Myrtle Beach police unit uses new technology to track overdoses, locate drug dealers

Myrtle Beach police use new tool to track overdoses, potential drug dealers

MYRTLE BEACH, SC (WMBF) - The Myrtle Beach Police Department has a new tool to help them combat drug problems in the city.

The department has started using new software that tracks overdoses and even potential drug dealers.

Not only does the department have a new overdose mapping program, but it also has a new intelligence unit. That new unit is using the map to cut down on the drug deals in the city.

“Right now, the primary focus with all the overdoses, this has been extremely helpful," said Myrtle Beach Police Detective Bryan Stillwell.

Stillwell started a new chapter in his 28-year law enforcement career about six months ago when Myrtle Beach police created an intelligence unit.

That unit uses new technology to help street crimes, investigation and patrol units with a variety of different crimes.

About the same time the unit was created, the department gained access to the Overdose Detection Mapping Application or ODMAP.
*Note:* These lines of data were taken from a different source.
PR #3299, opened 2020-09-29
Add ability to replace image names for examples tests based on arch

barthy1:
# Changes

Some images which are used to run the examples tests are amd64 only.
To run the examples tests for other architectures it makes sense to replace the
amd64 image names to arch-specific ones at runtime.

- add code to search and replace image names based on architecture in the
examples yaml files at runtime.
- provide mapping between amd64 and s390x image names.
- remove several tests from excluded list for s390x.

# Submitter Checklist

review them:

# Release Notes
```release-note
NONE
```

### DIFF
--- a/test/examples_test.go
+++ b/test/examples_test.go
@@ -66,8 +66,9 @@ func waitValidateTaskRunDone(t *testing.T, c *clients, taskRunName string) {
 }
 
 // substituteEnv substitutes docker repos and bucket paths from the system
-// environment for input to allow tests on local clusters. It also unsets the
-// namespace for ServiceAccounts so that they work under test.
+// environment for input to allow tests on local clusters. It unsets the
+// namespace for ServiceAccounts so that they work under test. It also
+// replaces image names to arch specific ones, based on provided mapping.
 func substituteEnv(input []byte, namespace string) ([]byte, error) {
 	// Replace the placeholder image repo with the value of the
 	// KO_DOCKER_REPO env var.
@@ -81,6 +82,10 @@ func substituteEnv(input []byte, namespace string) ([]byte, error) {
 	// the test namespace using `ko create -n`
 	output = defaultNamespaceRE.ReplaceAll(output, []byte("namespace: "+namespace))
 
+	// Replace image names to arch specific ones, where it's necessary
+	for existingImage, archSpecificImage := range imagesMappingRE {
+		output = existingImage.ReplaceAll(output, archSpecificImage)
+	}
 	return output, nil
 }
 
--- a/test/multiarch_utils.go
+++ b/test/multiarch_utils.go
@@ -18,6 +18,7 @@ package test
 
 import (
 	"os"
+	"regexp"
 	"runtime"
 	"testing"
 
@@ -25,8 +26,9 @@ import (
 )
 
 var (
-	imageNames    = initImageNames()
-	excludedTests = initExcludedTests()
+	imageNames      = initImageNames()
+	excludedTests   = initExcludedTests()
+	imagesMappingRE map[*regexp.Regexp][]byte
 )
 
 const (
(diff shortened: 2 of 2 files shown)


test/multiarch_utils.go
```diff
@@ -59,6 +61,33 @@ func initImageNames() map[int]string {
 	}
 }
 
+// generate the map ready to search and replace image names with regexp for examples files.
+// search is done using "image: <name>" pattern.
+func GetImagesMappingRE() map[*regexp.Regexp][]byte {
```
ImJasonH, line 66: Does this method need to be exported?

test/multiarch_utils.go
```diff
@@ -46,6 +47,7 @@ func getTestArch() string {
 	return runtime.GOARCH
 }
 
+// return the map with arch dependent image names for e2e tests
```
ImJasonH, line 50: Go style nit: Doc comments should be in the form of `// methodName returns the map ...` -- in other words, the first word in the comment should be the method name.

sbwsg (approved):

test/examples_test.go
```diff
@@ -81,6 +82,10 @@ func substituteEnv(input []byte, namespace string) ([]byte, error) {
 	// the test namespace using `ko create -n`
 	output = defaultNamespaceRE.ReplaceAll(output, []byte("namespace: "+namespace))
 
+	// Replace image names to arch specific ones, where it's necessary
```
ImJasonH, line 85: Can you update the method's doc comment to mention this new replacement?

test/examples_test.go
```diff
@@ -81,6 +82,10 @@ func substituteEnv(input []byte, namespace string) ([]byte, error) {
...
+	for existingImage, archSpecificImage := range imagesMappingRE {
+		output = existingImage.ReplaceAll(output, archSpecificImage)
```
ImJasonH, line 87: I'm getting a little nervous about proliferating regexp-based replacements in our YAML files, it seems like it might end up making the tests brittle. Should we investigate using a purpose-built tool like kustomize to apply targetted replacements instead? (doesn't have to block this PR, just curious about your thoughts)

sbwsg:
Thanks @barthy1 ! You'll need to also add a release-note section at the bottom of your PR description that looks like this:

``````
```release-note
NONE
```
``````

File: test/multiarch_utils.go (hunk 1 above)
Comment (barthy1) [reply test/multiarch_utils.go:66]: otherwise golangci-lint fails with
```
# make golangci-lint
🐱 running golangci-lint…
test/multiarch_utils.go:66:6: `getImagesMappingRE` is unused (deadcode)
func getImagesMappingRE() map[*regexp.Regexp][]byte {
     ^
Makefile:171: recipe for target 'golangci-lint' failed
make: *** [golangci-lint] Error 1
```
Will be happy to get workaround here

File: test/examples_test.go (hunk 4 above)
Comment (barthy1) [reply test/examples_test.go:88]: I agree that massive regexp replacements might be dangerous. To support given regexp usage, it's for non amd64 only (so won't cover most of the test runs), it's for very specific case ("image: <name>") and regexp is already used in the same func.
Anyway, I'd like to spend some time to investigate kustomize usage option for examples tests(outside of this PR if you don't mind), because in general I agree with you that every work should be done by designed tool.

File: test/examples_test.go (hunk 3 above)
Comment (barthy1) [reply test/examples_test.go:86]: done

File: test/multiarch_utils.go (hunk 2 above)
Comment (barthy1) [reply test/multiarch_utils.go]: done

File: test/examples_test.go (hunk 4 above)
Comment (ImJasonH) [reply test/examples_test.go:88]: sgtm, no need to do it in this PR but I'd like to consider it in future changes is all.

File: test/multiarch_utils.go (hunk 1 above)
Comment (ImJasonH) [reply test/multiarch_utils.go:66]: Ughhhh, the tool is just wrong in this case, it's used by a var.

As a workaround, we could try:

```go
var imagesMappingRE map[*regexp.Regexp][]byte

func init() {
  imagesMappingRE =  getImagesMappingRE()
}
```

vdemeester: we can also use the `// nolint` comments :wink:

barthy1: thanks @ImJasonH , with this modification golangci-lint checks passed

barthy1:
@ImJasonH do you have other suggestions for this PR or you are ok with the current state?

ImJasonH (commented):
/lgtm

“It helps us show a hot spot area where a lot of [overdoses] are occurring, so that way once my unit gathers the intelligence, we can put it into that database," said Stillwell. "Then, we can put it into an intelligence report which we pass along to street crimes to put into an actual enforcement plan.”

When police respond to an overdose, the location and type of overdose are logged into the system. The map tracks whether or not naloxone was used during the overdose, and whether or not the overdose was fatal. And it only records age and gender, so no personal information gets uploaded to the software.

One undercover officer explained how the street crimes unit uses the information.

“We’re looking for patterns. Are they all happening in the same area? Time of day? It just helps us dig a little deeper with these overdoses, and it points us where we need to put our resources," said the street crimes unit officer.

He said they use those patterns to locate potential drug dealers, which is ultimately the main purpose of the ODMAP.

“Our overdoses, obviously, they’re being supplied by somebody, and that’s our ultimate goal is to reduce fatalities and the overdoses that are occurring," said the street crimes unit officer.

The police department has essentially been on a trial run with the software for the past few months.

But recently the city council voted to enter into a five-year partnership with the Washington/Baltimore High Intensity Drug Trafficking Area, which invented the software, so the police department can continue using and developing the map.